→ **What the exercise asks**:
The reply has to contain each record exactly as written.

→ **Input data**:
————————

PR #231, opened 2021-07-01
Supply standard Poseidon parameters for all the curves related to BLS12-377

weikengchen:
## Motivation

This is a follow-up to #224 and the Slack discussion today involving the need of having Poseidon for BLS12-377's Fr.

For the ease of future use, this PR additionally samples Poseidon for SW6's Fq, BW6-761's Fq, and the Fr of the two Edwards curves of BLS12-377 ~(which may have a use case for Schnorr signatures)~. 

All such Fr/Fq fields but SW6's Fq can do Poseidon with alpha 31 (as 31 is coprime with q-1 or r-1 depending on whether it is Fr or Fq). For SW6's Fq, we consider alpha 37 = 32 + 1 + 4 since q - 1 has a prime factor 31.

The parameters are sampled by running the reference implementation https://extgit.iaik.tugraz.at/krypto/hadeshash/-/blob/master/code/generate_parameters_grain.sage without the step that samples the round constants.

The intentional choice of larger alpha rather than smaller alpha like 3 and 5 is because Marlin, which we envision future proofs may be based on, cares about the R1CS matrix weights, so what matters more is indeed the number of partial rounds, not alpha.

31 and 37 are chosen with small NAF weights, though our current gadgets are unaware of it and will do it naively. 

## Test Plan

N/A. They will be the same as the BLS12-377's Fq.

## Related PRs

This may help #226 in the future as it may use Poseidon to replace Pedersen + Blake2.


howardwu:
> 31 and 37 are chosen with small NAF weights, though our current gadgets are unaware of it and will do it naively.

@weikengchen should we be filing a Github issue to update this in our gadget impl?

howardwu (approved):

weikengchen:
> > 31 and 37 are chosen with small NAF weights, though our current gadgets are unaware of it and will do it naively.
> 
> @weikengchen should we be filing a Github issue to update this in our gadget impl?

Yes. 

By the way, before this PR can be merged.
If we focus on Groth16, we would be using smaller alpha like 3, 5, 7. What would be the choice for now? 

In that case, an implementation of powering with low NAF cost would be not needed.

howardwu:
It depends on which part we're talking about. To summarize:

For Leo programs which operate in `edwards_bls12`, optimizing for Marlin on `bls12_377::Fr` is ideal.
For the inner circuit, optimizing for Groth16 on `bls12_377::Fr` is ideal.
For PoSW, optimizing for Marlin on `bls12_377::Fr` is ideal.
For the outer circuit, optimizing for Groth16 on `bw6_761::Fr` is ideal.

So it may make more sense to have contextually specific parameters/multiple parameter instantiations.

weikengchen:
Got it. Let me convert this back to a draft since some changes will be needed.

howardwu:
No worries, if it helps, you can find the instantiations here:

[testnet1 instantiations](https://github.com/AleoHQ/snarkVM/blob/master/dpc/src/testnet1/instantiated.rs#L142&L148)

————————

→ **Output**:
PR #231, opened 2021-07-01
Supply standard Poseidon parameters for all the curves related to BLS12-377

weikengchen:
## Motivation

This is a follow-up to #224 and the Slack discussion today involving the need of having Poseidon for BLS12-377's Fr.

For the ease of future use, this PR additionally samples Poseidon for SW6's Fq, BW6-761's Fq, and the Fr of the two Edwards curves of BLS12-377 ~(which may have a use case for Schnorr signatures)~. 

All such Fr/Fq fields but SW6's Fq can do Poseidon with alpha 31 (as 31 is coprime with q-1 or r-1 depending on whether it is Fr or Fq). For SW6's Fq, we consider alpha 37 = 32 + 1 + 4 since q - 1 has a prime factor 31.

The parameters are sampled by running the reference implementation https://extgit.iaik.tugraz.at/krypto/hadeshash/-/blob/master/code/generate_parameters_grain.sage without the step that samples the round constants.

The intentional choice of larger alpha rather than smaller alpha like 3 and 5 is because Marlin, which we envision future proofs may be based on, cares about the R1CS matrix weights, so what matters more is indeed the number of partial rounds, not alpha.

31 and 37 are chosen with small NAF weights, though our current gadgets are unaware of it and will do it naively. 

## Test Plan

N/A. They will be the same as the BLS12-377's Fq.

## Related PRs

This may help #226 in the future as it may use Poseidon to replace Pedersen + Blake2.


howardwu:
> 31 and 37 are chosen with small NAF weights, though our current gadgets are unaware of it and will do it naively.

@weikengchen should we be filing a Github issue to update this in our gadget impl?

howardwu (approved):

weikengchen:
> > 31 and 37 are chosen with small NAF weights, though our current gadgets are unaware of it and will do it naively.
> 
> @weikengchen should we be filing a Github issue to update this in our gadget impl?

Yes. 

By the way, before this PR can be merged.
If we focus on Groth16, we would be using smaller alpha like 3, 5, 7. What would be the choice for now? 

In that case, an implementation of powering with low NAF cost would be not needed.

howardwu:
It depends on which part we're talking about. To summarize:

For Leo programs which operate in `edwards_bls12`, optimizing for Marlin on `bls12_377::Fr` is ideal.
For the inner circuit, optimizing for Groth16 on `bls12_377::Fr` is ideal.
For PoSW, optimizing for Marlin on `bls12_377::Fr` is ideal.
For the outer circuit, optimizing for Groth16 on `bw6_761::Fr` is ideal.

So it may make more sense to have contextually specific parameters/multiple parameter instantiations.

weikengchen:
Got it. Let me convert this back to a draft since some changes will be needed.

howardwu:
No worries, if it helps, you can find the instantiations here:

[testnet1 instantiations](https://github.com/AleoHQ/snarkVM/blob/master/dpc/src/testnet1/instantiated.rs#L142&L148)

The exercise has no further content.